The Cruise Lines International Association (CLIA) recently called on the CDC to lift its no-sail edict by July, with the trade group arguing that the agency's stance didn't take into account cruise ships' success in operating safely in other parts of the world and that it unfairly singles out the industry.
In the past eight months, cruise ships have resumed sailing in Europe, Asia and the South Pacific, with nearly 400,000 passengers participating in what the CLIA called "a highly controlled resumption of cruising." The group found less than 50 reported cases of the coronavirus in the public reports it tracks. Additional sailings are planned in the Mediterranean and Caribbean later this spring and summer, it noted.
Royal Caribbean CEO Richard Fain amplified the case last week, telling CBS This Morning that the cruise line had carried more than 100,000 passengers during the pandemic with only 10 coronavirus cases.
"We would like to be treated in a very similar way to the airlines and other forms of transportation," Fain said. "We want to get ourselves going everywhere — we would like to work closely with the CDC to make sure we do that in a safe and healthy way."
Cruise ships as "unique environments"
Chalos, the attorney representing the Gonzalez family and more than 100 passengers on three Carnival cruises, dismissed the idea that cruise ships are just like any other means of transportation given their past experience dealing with airborne pathogens on their ships.
"Carnival has known for decades that cruise ships create unique environments, with a lot of people in close contact at buffets, casinos and pools," the lawyer said. "You pack together thousands of people in a very small space and you're going to have problems."
The CDC recently issued new guidance on the next phase for cruise operators — including trial voyages with volunteers — but so far has not lifted its no-sail order.
Florida Governor Ron DeSantis last week announced his state had filed a lawsuit against the federal government demanding that cruise ships be allowed to sail again.

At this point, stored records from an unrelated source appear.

PR #3961, opened 2019-09-15
Update ErrorBars to have horizontal errorbar

DancingQuanta:
Up until now, the `ErrorBars` element only support conveying errors along y-axis.
This PR will update the element to allow selecting between x- and y-axis for the errorbars.
The main user facing change will be addition of `horizontal` param. Setting this param `True` will set the errors to be along x-axis instead of y-axis.

EDIT:
Objectives

- [x] Element Errorbars keyword argument 'horizontal' and tests
- [x] Update plotting classes to use `horizontal` parameter
  - [x] Matplotlib
  - [x] Bokeh
  - [x] Ploty
- [x] Update guides
  - [x] Matplotlib
  - [x] Bokeh
  - [x] Ploty

### DIFF
--- a/holoviews/element/chart.py
+++ b/holoviews/element/chart.py
@@ -117,8 +117,16 @@ class ErrorBars(Chart2dSelectionExpr, Chart):
     """
     ErrorBars is a Chart element representing error bars in a 1D
     coordinate system where the key dimension corresponds to the
-    location along the x-axis and the value dimensions define the
-    location along the y-axis and the symmetric or assymetric spread.
+    location along the x-axis and the first value dimension 
+    corresponds to the location along the y-axis and one or two 
+    extra value dimensions corresponding to the symmetric or 
+    asymetric errors either along x-axis or y-axis. If two value
+    dimensions are given, then the last value dimension will be 
+    taken as symmetric errors. If three value dimensions are given 
+    then the last two value dimensions will be taken as negative and
+    positive errors. By default the errors are defined along y-axis.
+    A parameter `horizontal`, when set `True`, will define the errors
+    along the x-axis.
     """
     group = param.String(default='ErrorBars', constant=True, doc="""
         A string describing the quantity measured by the ErrorBars
@@ -127,6 +135,8 @@ class ErrorBars(Chart2dSelectionExpr, Chart):
     vdims = param.List(default=[Dimension('y'), Dimension('yerror')],
                        bounds=(1, None), constant=True)
 
+    horizontal = param.Boolean(default=False, doc="""
+        Whether the errors are along y-axis (vertical) or x-axis.""")
 
     def range(self, dim, data_range=True, dimension_range=True):
         """Return the lower and upper bounds of values along dimension.
@@ -144,10 +154,11 @@ class ErrorBars(Chart2dSelectionExpr, Chart):
         Returns:
             Tuple containing the lower and upper bound
         """
+        dim_with_err = 0 if self.horizontal else 1
         didx = self.get_dimension_index(dim)
         dim = self.get_dimension(dim)
-        if didx == 1 and data_range and len(self):
-            mean = self.dimension_values(1)
+        if didx == dim_with_err and data_range and len(self):
+            mean = self.dimension_values(didx)
             neg_error = self.dimension_values(2)
             if len(self.dimensions()) > 3:
                 pos_error = self.dimension_values(3)
--- a/holoviews/plotting/bokeh/chart.py
+++ b/holoviews/plotting/bokeh/chart.py
@@ -510,20 +510,21 @@ class ErrorPlot(ColorbarPlot):
         if self.static_source:
             return {}, mapping, style
 
-        base = element.dimension_values(0)
-        ys = element.dimension_values(1)
-        if len(element.vdims) > 2:
-            neg, pos = (element.dimension_values(vd) for vd in element.vdims[1:3])
-            lower, upper = ys-neg, ys+pos
-        else:
-            err = element.dimension_values(2)
-            lower, upper = ys-err, ys+err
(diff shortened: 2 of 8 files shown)


DancingQuanta:
Should we have a check for x-axis categorical data? Errorbars only works with numerical data. I don't think anyone will try using the Errorbars with categorical data on x-axis but accidents may happen. Without this check, users will get errors with non-numeric data in numeric operations which might be hard to debug.

philippjfr:
>Should we have a check for x-axis categorical data? Errorbars only works with numerical data.

We could (and probably should) make it work with categorical data but that doesn't have to be this PR.

holoviews/element/chart.py
```diff
@@ -117,8 +117,15 @@ class ErrorBars(Chart2dSelectionExpr, Chart):
     """
     ErrorBars is a Chart element representing error bars in a 1D
     coordinate system where the key dimension corresponds to the
-    location along the x-axis and the value dimensions define the
-    location along the y-axis and the symmetric or assymetric spread.
+    location along the x-axis and a value dimension define the
+    location along the y-axis and one or two extra value dimensions
+    define the symmetric or asymetric spread either along x-axis or
+    y-axis. If two values dimensions are given, then the last value
+    diemnsion will be taken as symmetric errors. If three value
```
philippjfr:
```suggestion
    dimension will be taken as symmetric errors. If three value
```

DancingQuanta:
I believe that as an Element class, the horizontal errorbars work well. However, I am unable to figure out  how to communicate the intention that the errorbars is to be horizontal to the plotting classes. I have included the same param `horizontal` to both element and plotting classes. But the param in the plotting classes appear not to change whether the keyword is included or not.
Please try out the matplotlib notebook.

philippjfr:
>I believe that as an Element class, the horizontal errorbars work well. However, I am unable to figure out how to communicate the intention that the errorbars is to be horizontal to the plotting classes. I have included the same param horizontal to both element and plotting classes. But the param in the plotting classes appear not to change whether the keyword is included or not.

The plotting class has access to the element during plotting, so I don't think you need to duplicate the parameter.

DancingQuanta:
If I remove out the `horizontal` param, it just throw an error that `self.horizontal` is undefined.

DancingQuanta:
i have done much I could.
The only issue is now is that the plotting classes do not take any information about `horizontal` parameter from Element Errorbars. The main complaint is `ErrorPlot have no attribute horizontal`.
Any advice where do I go from here?

holoviews/plotting/bokeh/chart.py
```diff
@@ -510,20 +510,27 @@ def get_data(self, element, ranges, style):
...
+        xs = element.dimension_values(0)
         ys = element.dimension_values(1)
-        if len(element.vdims) > 2:
-            neg, pos = (element.dimension_values(vd) for vd in element.vdims[1:3])
-            lower, upper = ys-neg, ys+pos
+        neg_error = element.dimension_values(2)
+        pos_idx = 3 if len(element.dimensions()) > 3 else 2
+        pos_error = element.dimension_values(pos_idx)
+
+        if self.horizontal:
```
philippjfr: `element.horizontal`

holoviews/plotting/mpl/chart.py
```diff
@@ -176,18 +172,18 @@ def update_handles(self, key, axis, element, ranges, style):
...
-        samples = len(xs)
-        pos_error = element.dimension_values(3) if len(element.dimensions()) > 3 else neg_error
-        if self.invert_axes:
-            bxs, bys = ys - neg_error, xs
-            txs, tys = ys + pos_error, xs
-            new_arrays = [np.array([[bxs[i], xs[i]], [txs[i], xs[i]]])
-                          for i in range(samples)]
+        pos_idx = 3 if len(element.dimensions()) > 3 else 2
+        pos_error = element.dimension_values(pos_idx)
+        if self.horizontal:
```
philippjfr:
```suggestion
        if element.horizontal:
```

holoviews/plotting/plotly/chart.py
```diff
@@ -150,13 +150,14 @@ class ErrorBarsPlot(ChartPlot, ColorbarPlot):
 
     def get_data(self, element, ranges, style):
         x, y = ('y', 'x') if self.invert_axes else ('x', 'y')
+        error_k = 'error_' + x if self.horizontal else 'error_' + y
```
philippjfr:
```suggestion
        error_k = 'error_' + x if element.horizontal else 'error_' + y
```

DancingQuanta: Ah, so what it is for!

DancingQuanta:
I am all done here. I have tested with `invert_axes` which shows good behaviour in plots.
@philippjfr thank you for your guidance. This PR can be merged.

philippjfr:
I'm happy to merge this, but there's one thing I wanted to confirm. Does this also work for categorical axes?

I'm also okay with adding the `horizontal` parameter to the element itself and not a plot option because it's semantic information about the data not merely how to visualize it.

DancingQuanta:
Good question about categorical axes. I did try an experiment where I set `horizontal=True` once and checking the CI tests.  There numerous errors in tests involving categorical data. Most of the errors involved trying to compute lower and upper points of the errorbars from the mean and error. In this case the mean dimension is the x-axis which is the categorical axis. So basically arithmetic operation between strings and numbers was attempted here and failed expectedly.
There may need to be a guard against this, perhaps at the initialisation of the element checking for the type of the data in the supplied dimensions.

However, I have not tested the cases where we have numerical data with errors (y, yerr) against categorical data (x). I will try to test this with one of the example notebooks with categorical data.

philippjfr:
I think it's fine tbh, going to go ahead and merge.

"We don't believe the federal government has the right to mothball a major industry for over a year based on very little evidence and very little data," the Republican told a news conference at the Port of Miami.
During a press briefing later that day, White House press secretary Jen Psaki declined to respond directly direct to Florida's suit, but rejected claims the CDC uses flawed data to ban sailing from domestic ports.
"I will just reiterate that the CDC guidance is based on data and health and medical guidelines, hence that's why they put it out and why they are regularly updated," she said.
For Miguel Gonzalez, losing his father has forever soured his view of cruises.
"We went for our first and only time in 2019, when my parents invited us on an Alaska cruise. It was wonderful — our last vacation together," Miquel said. "We were on the same ship that they took to Mexico the following March. Now we see it in such a different light."